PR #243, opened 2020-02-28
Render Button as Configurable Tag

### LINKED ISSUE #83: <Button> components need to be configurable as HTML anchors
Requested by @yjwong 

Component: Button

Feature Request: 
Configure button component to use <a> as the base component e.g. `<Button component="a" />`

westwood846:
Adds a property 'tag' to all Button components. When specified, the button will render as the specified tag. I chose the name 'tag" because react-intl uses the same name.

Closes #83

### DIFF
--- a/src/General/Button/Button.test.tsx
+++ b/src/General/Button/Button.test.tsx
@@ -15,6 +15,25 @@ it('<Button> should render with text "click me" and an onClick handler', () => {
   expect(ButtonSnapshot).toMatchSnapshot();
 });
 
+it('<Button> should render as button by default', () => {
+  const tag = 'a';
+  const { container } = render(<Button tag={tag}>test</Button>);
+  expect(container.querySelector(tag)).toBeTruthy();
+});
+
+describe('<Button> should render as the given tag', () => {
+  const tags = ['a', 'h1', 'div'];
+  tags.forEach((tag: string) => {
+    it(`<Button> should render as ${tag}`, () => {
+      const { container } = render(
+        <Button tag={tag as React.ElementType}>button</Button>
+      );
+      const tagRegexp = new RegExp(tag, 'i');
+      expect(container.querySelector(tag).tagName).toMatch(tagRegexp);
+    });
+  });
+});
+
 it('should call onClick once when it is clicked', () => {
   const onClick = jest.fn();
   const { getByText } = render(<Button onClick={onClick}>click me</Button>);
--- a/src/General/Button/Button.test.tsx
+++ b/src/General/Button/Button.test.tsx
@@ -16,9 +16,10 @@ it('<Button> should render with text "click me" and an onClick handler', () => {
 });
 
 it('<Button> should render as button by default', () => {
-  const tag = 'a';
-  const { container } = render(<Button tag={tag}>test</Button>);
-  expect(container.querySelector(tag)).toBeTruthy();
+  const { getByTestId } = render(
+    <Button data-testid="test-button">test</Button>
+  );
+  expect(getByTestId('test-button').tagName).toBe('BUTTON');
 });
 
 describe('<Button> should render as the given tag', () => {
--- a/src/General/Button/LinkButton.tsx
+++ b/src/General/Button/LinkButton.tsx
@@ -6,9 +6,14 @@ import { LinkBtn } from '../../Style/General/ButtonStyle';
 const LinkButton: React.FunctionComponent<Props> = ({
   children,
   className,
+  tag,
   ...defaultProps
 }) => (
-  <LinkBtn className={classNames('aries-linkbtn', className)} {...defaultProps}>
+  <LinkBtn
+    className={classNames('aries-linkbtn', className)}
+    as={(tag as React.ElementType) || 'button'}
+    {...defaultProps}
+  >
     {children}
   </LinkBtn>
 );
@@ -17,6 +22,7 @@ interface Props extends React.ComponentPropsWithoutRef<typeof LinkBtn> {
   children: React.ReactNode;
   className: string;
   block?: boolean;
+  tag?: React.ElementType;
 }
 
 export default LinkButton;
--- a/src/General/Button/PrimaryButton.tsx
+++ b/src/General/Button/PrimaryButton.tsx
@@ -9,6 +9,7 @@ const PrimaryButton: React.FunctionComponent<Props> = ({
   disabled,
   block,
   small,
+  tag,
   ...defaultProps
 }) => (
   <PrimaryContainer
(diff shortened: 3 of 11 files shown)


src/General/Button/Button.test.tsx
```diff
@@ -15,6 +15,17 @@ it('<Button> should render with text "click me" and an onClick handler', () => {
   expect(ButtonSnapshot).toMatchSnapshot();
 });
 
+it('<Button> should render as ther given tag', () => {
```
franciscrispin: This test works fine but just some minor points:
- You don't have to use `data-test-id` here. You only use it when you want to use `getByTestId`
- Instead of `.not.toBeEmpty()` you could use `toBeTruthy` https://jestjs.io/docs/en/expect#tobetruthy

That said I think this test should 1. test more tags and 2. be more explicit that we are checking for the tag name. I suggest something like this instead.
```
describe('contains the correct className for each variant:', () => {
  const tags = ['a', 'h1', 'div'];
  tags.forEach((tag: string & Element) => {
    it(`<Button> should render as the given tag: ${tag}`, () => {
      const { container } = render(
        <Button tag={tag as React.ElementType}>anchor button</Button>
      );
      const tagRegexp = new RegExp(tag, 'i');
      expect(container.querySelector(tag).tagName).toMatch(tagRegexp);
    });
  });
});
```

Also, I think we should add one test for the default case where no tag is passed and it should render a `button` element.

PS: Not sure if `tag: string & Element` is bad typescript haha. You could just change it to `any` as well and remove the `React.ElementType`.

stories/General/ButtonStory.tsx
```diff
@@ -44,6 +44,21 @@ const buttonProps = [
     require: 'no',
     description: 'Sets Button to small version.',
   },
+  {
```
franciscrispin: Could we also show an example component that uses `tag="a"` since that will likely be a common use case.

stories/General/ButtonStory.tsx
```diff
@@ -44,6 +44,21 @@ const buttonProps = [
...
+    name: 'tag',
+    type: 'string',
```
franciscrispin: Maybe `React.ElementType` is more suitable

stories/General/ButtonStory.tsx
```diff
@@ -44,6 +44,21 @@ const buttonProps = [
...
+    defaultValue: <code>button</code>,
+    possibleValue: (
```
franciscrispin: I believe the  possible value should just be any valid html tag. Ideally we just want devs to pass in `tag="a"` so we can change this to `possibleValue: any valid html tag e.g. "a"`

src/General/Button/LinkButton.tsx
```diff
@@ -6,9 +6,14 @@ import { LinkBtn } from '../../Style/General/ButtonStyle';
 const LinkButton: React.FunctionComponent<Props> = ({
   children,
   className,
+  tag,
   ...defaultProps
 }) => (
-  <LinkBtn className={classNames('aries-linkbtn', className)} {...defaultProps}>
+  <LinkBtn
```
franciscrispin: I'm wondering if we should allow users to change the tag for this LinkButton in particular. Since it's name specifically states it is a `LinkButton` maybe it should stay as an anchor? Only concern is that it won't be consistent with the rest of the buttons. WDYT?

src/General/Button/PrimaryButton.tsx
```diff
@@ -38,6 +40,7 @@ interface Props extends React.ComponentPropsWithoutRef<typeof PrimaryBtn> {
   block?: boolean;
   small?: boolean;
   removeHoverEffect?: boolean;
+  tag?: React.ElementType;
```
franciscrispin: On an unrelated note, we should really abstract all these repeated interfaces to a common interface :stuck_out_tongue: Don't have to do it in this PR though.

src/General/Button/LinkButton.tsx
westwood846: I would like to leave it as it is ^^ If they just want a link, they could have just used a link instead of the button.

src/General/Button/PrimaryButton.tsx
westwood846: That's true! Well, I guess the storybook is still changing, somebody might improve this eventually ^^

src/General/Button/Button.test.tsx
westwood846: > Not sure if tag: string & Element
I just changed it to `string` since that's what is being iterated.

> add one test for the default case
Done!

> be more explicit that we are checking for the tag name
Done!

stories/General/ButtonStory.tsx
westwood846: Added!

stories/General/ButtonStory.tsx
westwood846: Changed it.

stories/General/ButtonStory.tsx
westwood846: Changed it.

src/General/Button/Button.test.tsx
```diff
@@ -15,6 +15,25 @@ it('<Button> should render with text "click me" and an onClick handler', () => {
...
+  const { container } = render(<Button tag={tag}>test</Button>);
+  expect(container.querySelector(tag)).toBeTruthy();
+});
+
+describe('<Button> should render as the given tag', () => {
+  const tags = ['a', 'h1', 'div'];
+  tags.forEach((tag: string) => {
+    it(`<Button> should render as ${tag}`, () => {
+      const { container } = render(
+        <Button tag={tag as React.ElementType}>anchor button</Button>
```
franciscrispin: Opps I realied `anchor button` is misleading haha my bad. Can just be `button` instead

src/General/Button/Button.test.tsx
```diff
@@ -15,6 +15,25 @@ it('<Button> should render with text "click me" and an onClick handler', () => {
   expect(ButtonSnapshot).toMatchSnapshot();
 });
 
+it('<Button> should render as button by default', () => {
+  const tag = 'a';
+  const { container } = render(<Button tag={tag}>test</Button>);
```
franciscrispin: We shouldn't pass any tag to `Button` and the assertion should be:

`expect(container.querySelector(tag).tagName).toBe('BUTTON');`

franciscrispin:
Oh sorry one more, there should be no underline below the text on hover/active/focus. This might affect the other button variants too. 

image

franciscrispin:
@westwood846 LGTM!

· · · · ·

Wherever the word "boolean" appears in the data, return the whole line.

   block?: boolean;
   block?: boolean;
   small?: boolean;
   removeHoverEffect?: boolean;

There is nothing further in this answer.